Breakout Nations
In Pursuit of the Next Economic Miracles
-
- 37,99 zł
-
- 37,99 zł
Publisher Description
'The old rule of forecasting was to make as many forecasts as possible and publicise the ones you got right. The new rule is to forecast so far in the future, no one will know you got it wrong.'
Ruchir Sharma does neither. In Breakout Nations he shows why the economic 'mania' of the twenty-first century, with its unshakeable faith in the power of emerging markets - especially China - to continue growing at the astoundingly rapid and uniform pace of the last decade, is wrong. The next economic success stories will not be where we think they are.

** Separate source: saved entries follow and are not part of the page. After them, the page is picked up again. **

PR #7541, opened 2026-02-02
Add more variants to `CodePointTrieBuilderData`

robertbastian:
Avoids creating the massive vector of all code points.

## Changelog

icu_codepointtrie_builder: Add more ways of specifying code point trie data.
 - New variants: `CodePointTrieBuilderData::ByCodePoint`, `CodePointTrieBuilderData::Map` 
 - New trait impl: `Debug for CodePointTrieBuilderData`

### DIFF
--- a/components/collections/codepointtrie_builder/src/lib.rs
+++ b/components/collections/codepointtrie_builder/src/lib.rs
@@ -84,6 +84,11 @@
 //! [`CodePointTrie`]: icu_collections::codepointtrie::CodePointTrie
 //! [`UMutableCPTrie`]: (https://unicode-org.github.io/icu-docs/apidoc/dev/icu4c/umutablecptrie_8h.html#ad8945cf34ca9d40596a66a1395baa19b)
 
+use core::ops::RangeInclusive;
+use std::collections::HashMap;
+use std::panic::RefUnwindSafe;
+use std::panic::UnwindSafe;
+
 use icu_collections::codepointtrie::TrieType;
 use icu_collections::codepointtrie::TrieValue;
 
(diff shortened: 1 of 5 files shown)


components/collections/codepointtrie_builder/src/lib.rs
```diff
@@ -102,13 +107,31 @@ mod native;
...
 pub enum CodePointTrieBuilderData<'a, T> {
     /// A list of values for each code point, starting from code point 0.
     ///
     /// For example, the value for U+0020 (space) should be at index 32 in the slice.
     /// Index 0 sets the value for the U+0000 (NUL).
     ValuesByCodePoint(&'a [T]),
+    /// A closure that returns a value for a code point.
+    ///
+    /// This is called for every code point in the given range
+    ByCodePoint(
```
Manishearth, line 119: suggestion: ByCodePointCallback?

no preference, just throwing it out there

provider/source/src/properties/bidi.rs
```diff
@@ -40,41 +40,52 @@ impl DataProvider<PropertyEnumBidiMirroringGlyphV1> for SourceDataProvider {
...
+                                log::trace!(
+                                    "Missing mirroring glyph: U+{cp:X}: {}",
+                                    char::try_from_u32(cp).unwrap()
+                                );
+                                None
+                            } else {
+                                Some(m)
+                            }
+                        },
+                        paired_bracket_type: match bpt_lookup.get(&(bpt_trie.get32(cp))).copied() {
```
Manishearth, line 64: nit: can we move the code for `mirroring_glyph` and `paired_bracket_type` out of this struct literal?

components/collections/codepointtrie_builder/src/lib.rs
```diff
@@ -102,13 +107,31 @@ mod native;
...
+        RangeInclusive<u32>,
```
Manishearth, line 120: observation: This only lets you specify one range, which is fine because the function below can always return None

e.g. when dealing with surrogates

sffc:
This is one of the oldest issues https://github.com/unicode-org/icu4x/issues/1884

But it had been closed as fixed before. Thanks for finally actually fixing it.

In this provocative new book, Sharma analyses why the basic laws of economic gravity (such as the law of large numbers, which says that the richer you are the harder it is to grow your wealth at a rapid pace) are already pulling China, Russia, Brazil and other vast emerging markets back to earth. To understand which nations will thrive and which will falter in a world reshaped by slower growth, it is time to start looking at the emerging markets as individual cases. Sharma argues that we must abandon our current obsession with global macro trends and the fad for all-embracing theories. He offers instead a more discerning, nuanced view, identifying specific factors - economic, political, social - which will make for slow or fast growth.
Spending much of his professional life travelling in these countries as Head of Emerging Markets at Morgan Stanley, Sharma is uniquely placed to present a first-hand insider's account of these new markets and the changes they are undergoing. As the years of unbelievably swift growth draw to their close, this book shows us how it is time for both investors and economists to halt their blind thrust towards an impossible future.
PUBLISHERS WEEKLY
Sharma, the head of Morgan Stanley's Emerging Markets division, takes readers on a lively tour across five continents as he explores the factors behind the next economic powerhouses. Analyzing a smorgasbord of indicators from income levels, to the number of billionaires in a country, to the pronouncements of local politicians Sharma stresses that the nations poised to be the next big thing in the global marketplace are not the just usual suspects like China, Russia, and India. Instead, they are smaller countries that are making quiet, unheralded progress before the rest of the world catches on. The Czech Republic and Poland benefit from low levels of debt, strong political systems, and conservative businesses communities, as does South Korea, a perennial innovator. Turkey gets a nod for its efforts to bring its poorer areas in line with wealthier urban enclaves, and others like Indonesia and Nigeria have notable potential. But Sharma also offers cautionary advice, courtesy of former Bank of England adviser Charles Goodhart's law: "once an economic indicator gets too popular, it loses its predictive value." Accessible to newbies and revelatory for veterans, Sharma's observations upend conventional wisdom regarding what it takes to succeed in the relentlessly competitive global marketplace. Photos & maps.